I have a process that polls a pull queue every ten seconds.

In that process, it gathers a few subscription IDs, and calls /pull on it.

It then takes the interaction and performs some processing on it.

If it sees there is a X-DataSift-Cursor-Next header with a value, it waits .5 seconds (as per the documentation) and calls again.

It continues to do this until the queue is drained (it’s pulling 20MB at a time, but it never gets that high).

That said, in the past five hours, I’ve had 34 calls fail where it returns a 500 error.

My questions:

  • Is the general logic of cycling through the cursor until there is no next cursor correct? The assumption is that when the queue is drained, the next cursor header will return null.
  • Do I lose data when a 500 is returned?
  • The documentation for response codes (http://dev.datasift.com/docs/rest-api/response-codes) indicates that we should try again. Should we wait the 1/2 second before the next call before trying again?
  • It also says to contact support. I have the times where these failures happened, and can pass those along if need be.

#2

What you are currently doing sounds perfectly sane, and in line with our API guidelines. This 500 error is a known issue - it simply means we are temporarily unable to read data from your queue. We have a release planned to change this 500 to a 503, which should be a little more semantically correct. No data is lost in these cases - we are simply unable to read from the queue.

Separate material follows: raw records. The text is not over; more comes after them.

PR #2336, opened 2025-01-24
Update impersonation_sharefile.yml

zoomequipd:
# Description
Add new coverage for new lure 

# Associated samples

- [Sample 1](https://platform.sublime.security/messages/0c066528bc79e61279eee7199de674b228b10b1a02ae074f09143cba6dfda3eb)

## Associated hunts

- [Hunt 1](https://platform.sublime.security/hunts/01949a79-b140-79ac-9b2e-1d5000a490c5/)


zoomequipd:
telemetry looking good, not many net new samples based on updated logic, but AS distribution is great.

PR #2341, opened 2025-01-26
Create open_redirect_predictiveresponse.yml

zoomequipd:
# Description
Add coverage for observed open redirect

This does appear to be used legit as well, but the negation on header.domains and the list-unsub header addressed the observed benign use. 
## Associated hunts

- [Hunt 1](https://platform.sublime.security/hunts/0194a4a0-afe6-7020-a487-655026e72f0a)


zoomequipd:
telemetry data looks good. ready for review

morriscode (approved):

PR #4541, opened 2026-05-26
Update impersonation_dhl.yml

MSAdministrator:
# Description

During a runner ping, we were notified that a few FPs came through so negating the sender tld for `.dhl` gTLD in rule.

There was no official escalation created but this will resolve the issue reported.

# Associated samples

- [Sample](https://platform.sublime.security/messages/50738be0578883a99098e23f6d82aebc4657d8a46e3acaf86cb7eefb3c43e634?preview_id=019e51e9-a695-7d74-87a2-238a2613d693)

## Associated hunts

- [Hunt negation between rule differences](https://platform.sublime.security/messages/hunt?huntId=019e65ad-4e45-77c5-9fa1-64c7acff932f)

### DIFF
--- a/detection-rules/impersonation_dhl.yml
+++ b/detection-rules/impersonation_dhl.yml
@@ -122,8 +122,8 @@ source: |
     'dhlgpi.com', // DHL Australia
     'dhlfreight-news.com'
   )
-  and (
-    sender.email.domain.tld not in ('dhl')
+  and not (
+    sender.email.domain.tld in ('dhl')
     and coalesce(headers.auth_summary.dmarc.pass, false)
   )
   and (
--- a/detection-rules/impersonation_dhl.yml
+++ b/detection-rules/impersonation_dhl.yml
@@ -120,7 +120,7 @@ source: |
     'tdhlaw.com', // dhl in domain but unrelated
     'hapibenefits.com', // DHL rewards program
     'dhlgpi.com', // DHL Australia
-    'dhlfreight-news.com',
+    'dhlfreight-news.com'
   )
   and sender.email.domain.tld not in ('dhl')
   and (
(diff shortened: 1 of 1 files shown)


detection-rules/impersonation_dhl.yml
```diff
@@ -122,6 +122,7 @@ source: |
     'dhlgpi.com', // DHL Australia
     'dhlfreight-news.com'
   )
+  and sender.email.domain.tld not in ('dhl')
```
zoomequipd: auth check?

zoomequipd (changes requested):

detection-rules/impersonation_dhl.yml
MSAdministrator: I don't think it's needed but can add -- mostly because they own that gTLD so abuse is less likely ? That's my overall opinion though - thoughts?

zoomequipd: it can still be spoofed, i think we need an auth check.

MSAdministrator: Okay, updated!

detection-rules/impersonation_dhl.yml
```diff
@@ -122,6 +122,10 @@ source: |
     'dhlgpi.com', // DHL Australia
     'dhlfreight-news.com'
   )
+  and (
+    sender.email.domain.tld not in ('dhl')
+    and coalesce(headers.auth_summary.dmarc.pass, false)
+  )
```
zoomequipd:
```suggestion
  and not (
    sender.email.domain.tld in ('dhl')
    and coalesce(headers.auth_summary.dmarc.pass, false)
  )
```

zoomequipd (approved):
-

PR #4545, opened 2026-05-27
Update generic_pdf.yar

keaton-sublime:
# Description
This is matching a subset of w9 pdfs which use a few specific images and objects within their PDFs.  We have coverage for their w9 PDF, but they also use up to 2 additional PDFs which we do not typically have coverage for. 

# Associated samples

- [Sample 1](https://platform.sublime.security/messages/506c61b03c5f210dbc5ed08847d214a1fd2d0aa66795242e1cb23fefb083a651?preview_id=019e5119-3363-74e0-add8-03f797430b47)
- [Sample 2](https://platform.sublime.security/messages/50780354709d81b95e0dfef65eaf5d0df4cf3e36367b2573fd1a8e39ee04f920?preview_id=019e66ff-dc1b-7cfc-a0fb-d115830af423)

# Associated Hunt

- [Hunt 1](https://platform.sublime.security/messages/hunt?huntId=019e69f8-7c38-7930-badc-9d02bde98e12)

### DIFF
--- a/yara/generic_pdf.yar
+++ b/yara/generic_pdf.yar
@@ -307,3 +307,31 @@ rule enc_pdf_image_sizes {
 		and all of ($img*)
 		and @img1 < @img2
 }
+
+rule w9_pdf_invoice_images {
+	meta:
+		author      = "kyle eaton"
+		date        = "2026-05-15"
+		description = "matching images within invoices in a subset of w9 pdfs"
+	strings:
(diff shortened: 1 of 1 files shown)


keaton-sublime:
Marking as review needed/ready for review - This is only a yara rule with no matching MQL.

markmsublime (approved):
✅ Both rules are syntactically correct!

PR #4566, opened 2026-05-29
Update recon_short_generic_greeting.yml

zoomequipd:
# Description
Objective: Reduce FPs

1. Address bug in sender profile logic as it related to dmarc
2. simplify profile logic
3. reduce FPs for employee --> work message by comparing sender display_name to mailbox first_name and mailbox.last_name (handle for when sender display_name/mailbox elements are null)
4. add negation for common senders

see ESC for details


markmsublime (approved):
we spoke about this offline, aligned with these changes. great solution!

PR #4575, opened 2026-06-01
Update generic_pdf.yar

keaton-sublime:
Removing w9_pdf_invoice_images.
This is a noisier rule than expected. It seems to be an artifact of the skia/chrome -> pdf pipeline on certain web pages. We could tighten up the rule with something like (any -> all on L322), but again, it's not an artifact of the actor's creation. 

# Associated samples

- [Sample 1](https://platform.sublime.security/messages/50784e57e4ae972eab556086995481edb1942dfb7461f0f66ea27a7c1e7130ca?preview_id=019e8434-fad1-7351-96aa-1d872c96ea7e)

### DIFF
--- a/yara/generic_pdf.yar
+++ b/yara/generic_pdf.yar
@@ -308,20 +308,6 @@ rule enc_pdf_image_sizes {
 		and @img1 < @img2
 }
 
-rule w9_pdf_invoice_images {
-	meta:
-		author      = "kyle eaton"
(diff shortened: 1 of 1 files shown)


keaton-sublime:
Removing yara rule - there was no matching MQL for this particular rule in the first place, so this is really just cleaning up the .yar files.

markmsublime (approved):

PR #4599, opened 2026-06-03
Update generic_pdf.yar

keaton-sublime:
# Description
This rule is looking for PDFs which match a couple of specific optional conditions: any of two /rect sizes, or any of two text mappings. 
In my testing this is quite solid, however, if it ends up being too wide, we can combine these conditions, requiring any of 2 AND any of the other two. 

# Associated samples

- [Sample 1](https://platform.sublime.security/messages/506f43cd1ef23bf029dd8a332000f1a6549973419b857afa9623c6a077b0ee16?preview_id=019e3d77-4be9-75a0-97a9-b63ced392d70)
- [Sample 2](https://platform.sublime.security/messages/507aa1bf6495b1079bf523365fb8c343a35d20af0e9bf2b12a5f74dba501b82b?preview_id=019e8353-8a7e-7838-aa22-6c40b948cdee)

### DIFF
--- a/yara/generic_pdf.yar
+++ b/yara/generic_pdf.yar
@@ -352,7 +352,7 @@ rule pdf_eCheckLure_format {
 	meta:
 		author      = "kyle eaton"
 		date        = "2026-06-03"
-		description = "matching patterns used in the eCheckRun lures, including link rects and text content."
+		description = "Matching patterns used in the eCheckRun lures, including link rects and text content."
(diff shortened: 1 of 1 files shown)


keaton-sublime:
Marking as ready for review. This doesn't have a matching MQL rule and will be used for hunting.

zoomequipd (approved):

PR #4613, opened 2026-06-04
Fuzzy Graymail rule

dlynch-sublime:
# Description
Adds a rule to the core feed for identifying graymail using `beta.fuzzy_attack_score`


dlynch-sublime:
The fuzzy graymail rule is now ready for review, to be added to the core feed. We've had it running in test rules for a few weeks now, and are looking for this to be in the core feed to support the Graymail GA.

detection-rules/fuzzy_graymail_rule.yml
```diff
@@ -0,0 +1,8 @@
+name: "Fuzzy Graymail"
+description: "Exercises the beta.fuzzy_attack_score() function. Flags on Graymail verdicts."
+type: "rule"
+severity: "medium"
+source: |
+  type.inbound
+  and beta.fuzzy_attack_score().verdict == "graymail"
```
zoomequipd, line 11: add in line disclaimer for beta fucntions
```suggestion
  //
  // This rule makes use of a beta feature and is subject to change without notice
  // using the beta feature in custom rules is not suggested until it has been formally released
  //
  and beta.fuzzy_attack_score().verdict == "graymail"
```

zoomequipd (changes requested):

detection-rules/fuzzy_graymail_rule.yml
```diff
@@ -0,0 +1,12 @@
+name: "Fuzzy Graymail"
```
zoomequipd:
```suggestion
name: "Fuzzy Attack Score: Advanced Graymail Detection"
```

zoomequipd (changes requested):

zoomequipd (approved):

We are putting some significant engineering effort into improving the reliability of our Push Delivery service, with a number of other releases planned for general platform resiliance. 


#3

When I try to create a Pull I get an 404 error with the message {“error”:“Output type “pull” not found”}’.

I created the request with curl:

curl -i -X POST ‘https://api.datasift.com/v1/push/create’ -d ‘name=connectorpull’ -d ‘hash=41b4b025a3774239808b61a8773ecdb6’ -d ‘output_type=pull’ -d ‘output_params.format=json_new_line’ -H ‘Authorization: MyAuthoriziation’

I think the same request worked two days ago.